Exercise prompt: Would you please copy each line of the data in which the string "compatibility" occurs?

Stored items

PR #1102, opened 2022-01-11
Must-understand annotation for struct members

dennis-adlink:
This adds support for the must-understand annotation in the IDL C generator and cdrstream serializer. Must-understand is only supported on members of structs with extensibility mutable, because the XCDR2 data representations for final and appendable types do not provide a way to indicate that a member is must-understand in the CDR data.

### DIFF
--- a/src/core/ddsi/src/ddsi_cdrstream.c
+++ b/src/core/ddsi/src/ddsi_cdrstream.c
@@ -2317,7 +2317,7 @@ static const uint32_t *stream_normalize_pl (char * __restrict data, uint32_t * _
     if (!read_and_normalize_uint32 (&em_hdr, data, off, size1, bswap))
       return NULL;
     uint32_t lc = EMHEADER_LENGTH_CODE (em_hdr), m_id = EMHEADER_MEMBERID (em_hdr), msz;
-    bool must_understand = (em_hdr & EMHEADER_FLAG_MASK) & EMHEADER_FLAG_MUSTUNDERSTAND;
+    bool must_understand = em_hdr & EMHEADER_FLAG_MUSTUNDERSTAND;
     switch (lc)
     {
       case LENGTH_CODE_1B: case LENGTH_CODE_2B: case LENGTH_CODE_4B: case LENGTH_CODE_8B:
--- a/src/core/ddsi/src/ddsi_cdrstream.c
+++ b/src/core/ddsi/src/ddsi_cdrstream.c
@@ -2317,6 +2317,7 @@ static const uint32_t *stream_normalize_pl (char * __restrict data, uint32_t * _
     if (!read_and_normalize_uint32 (&em_hdr, data, off, size1, bswap))
       return NULL;
     uint32_t lc = EMHEADER_LENGTH_CODE (em_hdr), m_id = EMHEADER_MEMBERID (em_hdr), msz;
+    bool must_understand = (em_hdr & EMHEADER_FLAG_MASK) & EMHEADER_FLAG_MUSTUNDERSTAND;
     switch (lc)
     {
       case LENGTH_CODE_1B: case LENGTH_CODE_2B: case LENGTH_CODE_4B: case LENGTH_CODE_8B:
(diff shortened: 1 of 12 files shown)


src/tools/idlc/src/descriptor.c
```diff
@@ -1548,42 +1553,53 @@ static int print_opcode(FILE *fp, const struct instruction *inst)
...
-    case DDS_OP_VAL_SEQ: vec[len++] = " | DDS_OP_TYPE_SEQ"; break;
-    case DDS_OP_VAL_ARR: vec[len++] = " | DDS_OP_TYPE_ARR"; break;
-    case DDS_OP_VAL_UNI: vec[len++] = " | DDS_OP_TYPE_UNI"; break;
-    case DDS_OP_VAL_STU: vec[len++] = " | DDS_OP_TYPE_STU"; break;
-    case DDS_OP_VAL_ENU: vec[len++] = " | DDS_OP_TYPE_ENU"; break;
-    case DDS_OP_VAL_EXT: vec[len++] = " | DDS_OP_TYPE_EXT"; break;
+  if (opcode == DDS_OP_ADR || opcode == DDS_OP_JEQ4) {
+    if (inst->data.opcode.code & DDS_OP_FLAG_EXT)
+      vec[len++] = " | DDS_OP_FLAG_EXT";
+    switch (DDS_OP_TYPE(inst->data.opcode.code)) {
```
eboasson, line 1559: I may be mistaken here, but shouldn't this be done for `DDS_OP_JEQ` as well?

If am *not* mistaken, `DDS_OP_JEQ` is never generated by IDLC and merely exists for backwards compatibility. Assuming that's indeed the case, then I think it would be best to eliminate (or `assert(0)`) the `DDS_OP_JEQ` cases in IDLC.

src/tools/idlc/src/descriptor.c
```diff
@@ -1548,42 +1553,53 @@ static int print_opcode(FILE *fp, const struct instruction *inst)
...
+    /* Must-understand flag for mutable types set on PLM instruction */
+    if (DDS_PLM_FLAGS(inst->data.opcode.code) & DDS_OP_FLAG_MU)
+      vec[len++] = " | (DDS_OP_FLAG_MU << 16)";
+  }
 
   if (opcode == DDS_OP_JEQ || opcode == DDS_OP_JEQ4 || opcode == DDS_OP_PLM) {
     /* lower 16 bits contain an offset */
     idl_snprintf(buf, sizeof(buf), " | %u", (uint16_t) DDS_OP_JUMP (inst->data.opcode.code));
     vec[len++] = buf;
   } else {
```
eboasson, line 1599: If this is turned into an `else if (opcode == DDS_OP_ADR)` neither the assert below nor the `goto print`s in the first switch statement of the function appear to be needed any longer. It is a matter of taste whether removing the `goto print`s would improve things, but I suspect it would, simply by eliminating the question: "why are these treated differently?".

eboasson (commented):
In what it actually does, it looks good to me, but I did notice a few things that I think should get a second look because of they triggered some investigation during review that I think could have been avoided.

src/core/ddsi/src/ddsi_cdrstream.c
```diff
@@ -2317,6 +2317,7 @@ static const uint32_t *stream_normalize_pl (char * __restrict data, uint32_t * _
     if (!read_and_normalize_uint32 (&em_hdr, data, off, size1, bswap))
       return NULL;
     uint32_t lc = EMHEADER_LENGTH_CODE (em_hdr), m_id = EMHEADER_MEMBERID (em_hdr), msz;
+    bool must_understand = (em_hdr & EMHEADER_FLAG_MASK) & EMHEADER_FLAG_MUSTUNDERSTAND;
```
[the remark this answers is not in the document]
dennis-adlink: Fixed in c741607

src/tools/idlc/src/descriptor.c
dennis-adlink: You're right, `DDS_OP_JEQ` is not generated and still exists for backwards compatibility with topic descriptors compiled by earlier versions of IDLC. I've removed the code for JEQ from descriptor.c and added a remark in dds_opcodes.h that the instruction is deprecated.

src/tools/idlc/src/descriptor.c
dennis-adlink: Good point, the `goto` also bothered me. I've refactored this a bit in c741607

eboasson (approved):
LGTM, thanks @dennis-adlink !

Problem solution:
If am *not* mistaken, `DDS_OP_JEQ` is never generated by IDLC and merely exists for backwards compatibility. Assuming that's indeed the case, then I think it would be best to eliminate (or `assert(0)`) the `DDS_OP_JEQ` cases in IDLC.
dennis-adlink: You're right, `DDS_OP_JEQ` is not generated and still exists for backwards compatibility with topic descriptors compiled by earlier versions of IDLC. I've removed the code for JEQ from descriptor.c and added a remark in dds_opcodes.h that the instruction is deprecated.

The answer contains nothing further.